This question already has an answer here:
I have written a program that calculates the GCD of 2 polynomials using long division (Euclid's algorithm/theorem).
I am trying to find the GCD of x^2 - 3 and x + 5, which I already know is 1. However, the division process does not give me this answer. I will step through what my program does.
Firstly, it divides x^2 by x to get x. x + 5 is then multiplied by x to get x^2 + 5x. It then subtracts x^2 + 5x from x^2 - 3 to get -5x - 3. It then divides -5x by x to get -5. x + 5 is then multiplied by -5 to get -5x - 25. It then subtracts -5x - 25 from -5x - 3 to get 22. The degree of 22 (0) is less than the degree of x + 5 (1), so it stops, and passes the remainder of 22 to the program.

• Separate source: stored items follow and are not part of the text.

PR #3180, opened 2021-04-26
Remove unused methods from wellmodel

joakim-hove:
These methods are not called - removing.

Maybe they *should* have been called?

### DIFF
--- a/opm/simulators/wells/BlackoilWellModel.hpp
+++ b/opm/simulators/wells/BlackoilWellModel.hpp
@@ -199,11 +199,6 @@ namespace Opm {
                 timeStepSucceeded(ebosSimulator_.time(), ebosSimulator_.timeStepSize());
             }
 
-            void endEpisode()
-            {
-                endReportStep();
-            }
-
             template <class Context>
             void computeTotalRatesForDof(RateVector& rate,
                                          const Context& context,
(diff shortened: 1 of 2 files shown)


joakim-hove:
jenkins build this please

GitPaean:
maybe some ebos related called it? But if you find this out with `grep`, it is probably correct.

bska:
> maybe some ebos related called it?

Maybe at one time.  At present [`EclProblem<>::endEpisode()`](https://github.com/OPM/opm-simulators/blob/12880be916dc8568fccebb361b3109cb4136baf6/ebos/eclproblem.hh#L1253-L1268) does **not** call `wellModel_.endEpisode()`.  On the other hand, [`EclProblem<>::beginEpisode()`](https://github.com/OPM/opm-simulators/blob/12880be916dc8568fccebb361b3109cb4136baf6/ebos/eclproblem.hh#L1036) **does** call [`wellModel_.beginEpisode()`](https://github.com/OPM/opm-simulators/blob/12880be916dc8568fccebb361b3109cb4136baf6/ebos/eclproblem.hh#L1092-L1093) so from symmetry arguments alone `EclProblem::endEpisode()` should probably call `wellModel_.endEpisode()` too.

totto82:
> Maybe they should have been called?

They should be called from `endEpisode()` in` eclproblem.hh` to be consistent with the the rest i.e. `endTimeStep` etc. 
So please do not merge this. We should rather fix this by adding in to `eclproblem.hh`

joakim-hove:
https://github.com/OPM/opm-simulators/pull/3181

PR #3182, opened 2021-04-26
Forward Potential Rates to Next Report Step

bska:
These are used as part of calculating the BHP/THP when computing new potential rates in models that feature VFP tables and must therefore be properly initialised in the next report step's well state object.

### DIFF
--- a/opm/simulators/wells/WellStateFullyImplicitBlackoil.hpp
+++ b/opm/simulators/wells/WellStateFullyImplicitBlackoil.hpp
@@ -264,6 +264,12 @@ namespace Opm
                             wellReservoirRates()[ idx ] = prevState->wellReservoirRates()[ oldidx ];
                         }
 
+                        // Well potentials
+                        for( int i=0, idx=newIndex*np, oldidx=oldIndex*np; i<np; ++i, ++idx, ++oldidx )
+                        {
+                            wellPotentials()[ idx ] = prevState->wellPotentials()[ oldidx ];
+                        }
+
                         // perfPhaseRates
                         const int oldPerf_idx_beg = (*it).second[ 1 ];
                         const int num_perf_old_well = (*it).second[ 2 ];


bska:
Note: With this change I can make the integration tests for #3094 pass.  Although very late in the game, I think this is a bug fix that should be in the 2021.04 OPM release.

totto82:
Just a note a fix for this was added to PR #2980 but never merged.

totto82:
> I think this is a bug fix that should be in the 2021.04 OPM release.

I agree with the change, but I am not aware that it hit code in current master.

bska:
> a fix for this was added to PR #2980 but never merged.

I see.  Well, in that case I suggest we get this merged&mdash;it will require updating the reference solutions to at least `MOD4_UDQ_ACTIONX` and possibly `9_3D_GINJ_GAS_MAX_EXPORT_MSW` too&mdash;and then pick up the work on #2980 afterwards.

bska:
> > I think this is a bug fix that should be in the 2021.04 OPM release.
> 
> I agree with the change, but I am not aware that it hit code in current master.

It does.  Whilst debugging the regression failures for #3094 I got to a point where the potential rates for producer `OPL2` were **vastly** different in `MOD4_UDQ_ACTIONX` following a dynamic `WELOPEN SHUT` action.  I finally traced to root cause to looking up VFP values with a flowing gas-oil ratio of 0/0 (NaN, translated to zero for lookup purposes) in master while there was a well-defined (positive) GOR in #3094.  That, in turn, could be traced back to using the potential rates of a different well&mdash;the water injector WID1&mdash;instead of `OPL2`.

This PR fixes that problem.

totto82:
Thanks for the explanation.

joakim-hove:
> That, in turn, could be traced back to using the potential rates of a different well—the water injector WID1

And that in turn could be traced back to a quite stingy approach to metadata in the well state classes.

bska:
As expected, the cases MOD4_UDQ_ACTIONX and 9_3D_GINJ_GAS_MAX_EXPORT_MSW, but no other, [failed](https://ci.opm-project.org/job/opm-simulators-PR-builder/2119/testReport/) with this patch.  I suggest we update the reference solutions for these cases and then merge this PR.

joakim-hove:

bska:
jenkins build this opm-tests=524 please

bska:
jenkins build this opm-tests=524 please

bska:
jenkins build this opm-tests=524 please

bska:
The updated reference solutions have been merged.  I'll merge this now to bring the system back to a consistent state.

totto82:
I wanted to cherry-pick the update in the reference solution to the release. But get into a merge conflicts since some of the files are touched by other non-release updates. Any idea how to fix this? The potentially failed tests affected by this update reference are all test cases that always fails locally on my machine. i.e. number of test cases that fails in the release branch is not affected by cherry-picking the latest updates.

bska:
> I wanted to cherry-pick the update in the reference solution to the release. But get into a merge conflicts since some of the files are touched by other non-release updates. Any idea how to fix this?

It sort of depends on what you wanted to do with the updated reference solutions.  Did you want to run the release branch on the Jenkins CI system and compare to them or did you want to run on your local machine?

I can kind of imagine a messy, and manual, approach to applying the change

1. Convert the target files and **both versions** of the source files "formatted" output using `convertECL`
2. Generate a regular file difference between the "old" and "new" source files
3. Apply that file difference to the formatted target files
4. Convert back to "unformatted" output using `convertECL`
5. Commit as update

In addition to being a manual change, the primary downside is that the "apply file difference" step might fail and then you don't gain anything.  The other downside is that this, if it succeeds, will generate the CI system's notion of the difference and in my experience my local runs never agree with those from the CI system.  I've [outlined](https://github.com/OPM/opm-material/pull/447#issuecomment-800316909) my approach to regular development earlier, but I suspect that won't work if you're testing the release branches.

PR #3185, opened 2021-04-26
Use std::array<> in PhaseUsage

joakim-hove:


joakim-hove:
jenkins build this please

opm/core/props/phaseUsageFromDeck.hpp
```diff
@@ -34,7 +34,7 @@ namespace Opm
     /// Determine the active phases
     inline PhaseUsage phaseUsage(const Phases& phases) {
         PhaseUsage pu;
-        std::fill(pu.phase_used, pu.phase_used + BlackoilPhases::MaxNumPhases + BlackoilPhases::NumCryptoPhases, 0);
+        std::fill(pu.phase_used.begin(), pu.phase_used.end(), 0);
```
bska, line 37:
```C++
pu.phase_used.fill(0);
```

joakim-hove:
jenkins build this please

bska:

blattms:
A very simple value initialization should also do the trick for array:
```
PhaseUsage pu{}; // initialized to zeros
```

bska:
>```C++
> PhaseUsage pu{}; // initialized to zeros
> ```

It's not clear to me if that's sufficient.  The [`PhaseUsage` structure](https://github.com/OPM/opm-simulators/blob/2574634c5f5193f584d62ad6bade23e2b8a31d8a/opm/core/props/BlackoilPhases.hpp#L44) doesn't have initialisers for its members so while the above is okay for the array members, it might not be fully well defined for the others, particularly the `bool has*` members.  To be completely safe, we should amend the `PhaseUsage` structure as follows too
```C++
struct PhaseUsage : public BlackoilPhases
{
    std::array<int, MaxNumPhases + NumCryptoPhases> phase_used{};
    std::array<int, MaxNumPhases + NumCryptoPhases> phase_pos{};

    int num_phases{0};
    bool has_solvent{false};
    bool has_polymer{false};
    bool has_energy{false};
    // polymer molecular weight
    bool has_polymermw{false};
    bool has_foam{false};
    bool has_brine{false};
    bool has_zFraction{false};
};
```

PR #3271, opened 2021-05-18
BUGFIX fix direction of the resv check

totto82:


totto82:
jenkins build this please

totto82:
It seems like we need a test for RESV in prediction mode since a bug like this has survived.

totto82:
A test case is added OPM/opm-tests#533

atgeirr (approved):

PR #3273, opened 2021-05-18
Quell various clang warnings

akva2:
Thank you clang for the two first commits, they point to real issues.
The last one however, is bending over backwards to a false clang diagnostic. Whether we want to do this or not I leave up to others to decide.


akva2:
jenkins build this please

PR #3274, opened 2021-05-18
fix building with dunefem

totto82:
We need a test build with dunefem!


totto82:
jenkins build this please

akva2:
sorry. This is all good. I asked for dune-fem test, markus said he'd do it but never heard back so thought it was all good and thus copy-pasted broken stuff all over..

As for dune-fem, last time i looked into it I struggled to find a release that works fine with dune 2.6 so I gave up. I'll try harder.

totto82:
I use dune 2.7 and always build with dune-fem. Maybe it is time to move to 2.7?

akva2:
move will happen with next debian release which is just around the corner.

totto82:
> This is all good.

I take that as a approval.

PR #3276, opened 2021-05-18
Fixes a bug in GasLiftStage2_impl.hpp

hakonhagland:
When making gas lift parallel, see PR #3148, `redistributeALQ()` did not reserve space for the decremental and incremental gradients. Later in the execution thread when push_back() was called to add elements to the vectors, the capacity of the vector could get exceeded and hence the internal representation of the vector could be reallocated. This seems to have caused access to undefined memory errors since the iterators into the vectors were long longer valid.


totto82:
Thanks for the fix!

totto82:
jenkins build this please

PR #3283, opened 2021-05-20
 Merge wellstate

joakim-hove:
Merge the `WellState`and `WellStateFullyImplcitBlackOil`classes. The final merged class will be named `WellState`


joakim-hove:
jenkins build this please

joakim-hove:
jenkins build this please

joakim-hove:
Comments?

totto82:
I like this. @atgeirr @bska are we still keeping the legacy branch that use the pure wellState for some of the simpler simulators.

atgeirr:
> are we still keeping the legacy branch that use the pure wellState for some of the simpler simulators

It exists, but is in no way actively maintained, it must be combined with old versions of the other modules in any case. So if there is nothing that uses it in the current code, we do not worry.

joakim-hove:
jenkins build this please

joakim-hove:
I'll merge this when green.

The program then sets up another long division, but this time divides x + 5 by 22. Firstly, it divides x by 22 to get 1/22 x. 22 is then multiplied by 1/22x to get x. It then subtracts x from x + 5 to get 5. It then divides 5 by 22 to get 5/22. 22 is then multiplied by 5/22 to get 5. It then subtracts 5 from 5 to get 0. Remainder is 0, so program stops.
According to Euclid's algorithm/theorem, the GCD would then be 22, as it was the divisor when the remainder was 0, but the GCD is in fact 1 for polynomials x^2 - 3 and x + 5. Why doesn't this work, and how would I fix it? Thankyou.